___ Records supplied ___

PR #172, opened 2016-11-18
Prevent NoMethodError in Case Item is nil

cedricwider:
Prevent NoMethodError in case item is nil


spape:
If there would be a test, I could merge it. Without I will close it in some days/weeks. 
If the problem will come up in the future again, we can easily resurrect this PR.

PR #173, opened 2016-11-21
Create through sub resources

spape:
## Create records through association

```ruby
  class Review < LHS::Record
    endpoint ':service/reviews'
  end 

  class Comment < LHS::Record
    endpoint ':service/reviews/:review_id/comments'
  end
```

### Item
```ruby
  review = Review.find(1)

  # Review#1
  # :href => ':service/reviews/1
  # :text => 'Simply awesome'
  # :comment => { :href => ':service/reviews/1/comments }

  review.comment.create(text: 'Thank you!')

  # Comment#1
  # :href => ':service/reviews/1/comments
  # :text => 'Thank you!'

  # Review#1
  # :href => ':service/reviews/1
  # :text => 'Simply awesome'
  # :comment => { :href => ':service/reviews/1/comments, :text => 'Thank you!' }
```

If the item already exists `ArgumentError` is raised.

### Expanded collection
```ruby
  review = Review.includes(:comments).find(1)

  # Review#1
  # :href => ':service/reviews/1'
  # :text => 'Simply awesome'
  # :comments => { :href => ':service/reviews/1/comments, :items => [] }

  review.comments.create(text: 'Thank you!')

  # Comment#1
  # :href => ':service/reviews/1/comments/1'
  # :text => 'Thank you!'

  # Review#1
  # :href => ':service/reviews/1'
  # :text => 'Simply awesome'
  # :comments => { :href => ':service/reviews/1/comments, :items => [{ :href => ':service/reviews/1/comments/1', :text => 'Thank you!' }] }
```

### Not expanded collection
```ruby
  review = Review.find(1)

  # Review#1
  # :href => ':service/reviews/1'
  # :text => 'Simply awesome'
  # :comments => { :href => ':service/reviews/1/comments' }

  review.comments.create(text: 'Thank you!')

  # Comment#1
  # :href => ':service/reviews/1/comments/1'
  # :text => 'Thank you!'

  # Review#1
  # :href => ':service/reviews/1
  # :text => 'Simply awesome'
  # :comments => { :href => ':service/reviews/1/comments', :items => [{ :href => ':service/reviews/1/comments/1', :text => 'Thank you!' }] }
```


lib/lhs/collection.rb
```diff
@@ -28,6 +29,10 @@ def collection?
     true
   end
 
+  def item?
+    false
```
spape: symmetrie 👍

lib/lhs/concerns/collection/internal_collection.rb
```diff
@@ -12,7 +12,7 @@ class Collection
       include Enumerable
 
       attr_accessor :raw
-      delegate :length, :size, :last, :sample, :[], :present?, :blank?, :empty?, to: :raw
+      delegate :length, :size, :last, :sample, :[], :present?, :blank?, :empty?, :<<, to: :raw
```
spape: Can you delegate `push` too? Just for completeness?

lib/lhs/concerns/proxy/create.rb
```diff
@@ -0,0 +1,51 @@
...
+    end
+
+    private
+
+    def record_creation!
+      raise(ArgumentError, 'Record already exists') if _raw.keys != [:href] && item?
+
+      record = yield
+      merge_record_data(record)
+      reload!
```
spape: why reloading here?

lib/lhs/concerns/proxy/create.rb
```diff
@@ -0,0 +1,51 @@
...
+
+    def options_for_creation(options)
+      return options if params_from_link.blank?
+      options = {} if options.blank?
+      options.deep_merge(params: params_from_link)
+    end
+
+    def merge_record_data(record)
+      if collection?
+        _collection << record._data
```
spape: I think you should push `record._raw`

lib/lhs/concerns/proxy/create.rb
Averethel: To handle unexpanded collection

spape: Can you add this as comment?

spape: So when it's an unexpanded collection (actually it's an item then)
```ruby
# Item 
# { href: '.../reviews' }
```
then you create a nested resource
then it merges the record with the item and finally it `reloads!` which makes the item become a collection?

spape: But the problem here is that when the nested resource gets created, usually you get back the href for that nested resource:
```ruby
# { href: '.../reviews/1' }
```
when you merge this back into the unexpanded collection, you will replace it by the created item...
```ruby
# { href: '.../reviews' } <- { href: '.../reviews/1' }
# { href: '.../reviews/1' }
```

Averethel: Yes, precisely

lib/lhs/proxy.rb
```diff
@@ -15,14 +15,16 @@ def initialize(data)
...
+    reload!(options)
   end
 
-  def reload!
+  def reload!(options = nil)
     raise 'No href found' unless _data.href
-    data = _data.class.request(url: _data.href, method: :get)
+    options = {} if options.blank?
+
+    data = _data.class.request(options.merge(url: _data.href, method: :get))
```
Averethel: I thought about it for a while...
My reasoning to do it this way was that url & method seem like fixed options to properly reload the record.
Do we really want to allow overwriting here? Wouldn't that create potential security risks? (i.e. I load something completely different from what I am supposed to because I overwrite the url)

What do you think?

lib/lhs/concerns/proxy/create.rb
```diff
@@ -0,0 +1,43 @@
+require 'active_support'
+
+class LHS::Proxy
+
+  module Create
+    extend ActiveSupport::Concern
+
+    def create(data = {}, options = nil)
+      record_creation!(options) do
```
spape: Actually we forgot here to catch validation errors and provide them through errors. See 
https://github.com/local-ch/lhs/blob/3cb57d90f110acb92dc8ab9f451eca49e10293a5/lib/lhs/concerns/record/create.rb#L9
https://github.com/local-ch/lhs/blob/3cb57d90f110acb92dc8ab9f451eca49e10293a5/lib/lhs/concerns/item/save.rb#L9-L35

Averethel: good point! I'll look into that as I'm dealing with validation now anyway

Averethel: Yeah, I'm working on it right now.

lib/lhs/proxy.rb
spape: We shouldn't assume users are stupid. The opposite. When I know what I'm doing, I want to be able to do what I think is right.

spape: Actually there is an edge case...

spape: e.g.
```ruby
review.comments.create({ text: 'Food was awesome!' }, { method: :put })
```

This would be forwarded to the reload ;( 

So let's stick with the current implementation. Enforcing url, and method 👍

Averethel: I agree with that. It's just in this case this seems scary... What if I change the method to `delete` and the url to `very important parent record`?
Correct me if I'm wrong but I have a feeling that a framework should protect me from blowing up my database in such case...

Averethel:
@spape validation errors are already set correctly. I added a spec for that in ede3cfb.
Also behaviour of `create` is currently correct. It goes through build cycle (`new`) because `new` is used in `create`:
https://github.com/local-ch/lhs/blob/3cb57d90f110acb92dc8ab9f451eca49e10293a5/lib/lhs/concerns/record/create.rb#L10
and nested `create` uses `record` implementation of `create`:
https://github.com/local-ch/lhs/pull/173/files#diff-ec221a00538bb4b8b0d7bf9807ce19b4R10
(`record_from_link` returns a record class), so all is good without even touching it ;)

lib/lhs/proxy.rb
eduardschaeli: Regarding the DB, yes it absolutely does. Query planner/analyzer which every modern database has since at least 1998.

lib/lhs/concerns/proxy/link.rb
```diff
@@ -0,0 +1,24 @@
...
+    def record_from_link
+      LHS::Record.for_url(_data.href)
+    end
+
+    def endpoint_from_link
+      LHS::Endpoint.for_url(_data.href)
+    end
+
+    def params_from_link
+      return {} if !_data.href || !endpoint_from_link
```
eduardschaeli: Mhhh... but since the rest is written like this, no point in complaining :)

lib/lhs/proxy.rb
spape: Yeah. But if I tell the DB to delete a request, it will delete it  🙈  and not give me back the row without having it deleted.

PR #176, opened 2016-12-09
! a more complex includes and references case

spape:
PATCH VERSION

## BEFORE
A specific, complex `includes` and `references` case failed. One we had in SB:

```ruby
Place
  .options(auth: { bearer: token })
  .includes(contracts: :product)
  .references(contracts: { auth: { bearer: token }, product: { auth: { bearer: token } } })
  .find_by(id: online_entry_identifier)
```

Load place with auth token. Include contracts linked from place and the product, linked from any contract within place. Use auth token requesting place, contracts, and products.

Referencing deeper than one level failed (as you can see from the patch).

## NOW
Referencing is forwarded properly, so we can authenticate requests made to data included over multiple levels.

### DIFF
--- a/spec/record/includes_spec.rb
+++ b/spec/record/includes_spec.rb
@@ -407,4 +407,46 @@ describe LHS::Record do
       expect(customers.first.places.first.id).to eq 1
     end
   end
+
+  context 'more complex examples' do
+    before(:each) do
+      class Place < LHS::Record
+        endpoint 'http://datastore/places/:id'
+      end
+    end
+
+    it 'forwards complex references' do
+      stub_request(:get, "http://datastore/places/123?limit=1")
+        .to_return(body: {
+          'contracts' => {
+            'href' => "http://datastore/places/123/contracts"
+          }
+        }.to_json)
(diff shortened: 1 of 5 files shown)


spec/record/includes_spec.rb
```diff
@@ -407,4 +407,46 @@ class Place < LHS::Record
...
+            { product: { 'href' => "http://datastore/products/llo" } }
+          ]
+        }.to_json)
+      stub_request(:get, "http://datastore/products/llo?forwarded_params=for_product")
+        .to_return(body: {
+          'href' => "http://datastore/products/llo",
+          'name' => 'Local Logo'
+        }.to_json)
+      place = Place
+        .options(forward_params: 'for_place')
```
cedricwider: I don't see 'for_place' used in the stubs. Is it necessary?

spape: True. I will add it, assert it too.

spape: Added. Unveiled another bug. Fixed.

___

* [Try it]
The word to find is "opened". Copy every line of the data that holds it.

* [Result]
PR #172, opened 2016-11-18
PR #173, opened 2016-11-21
PR #176, opened 2016-12-09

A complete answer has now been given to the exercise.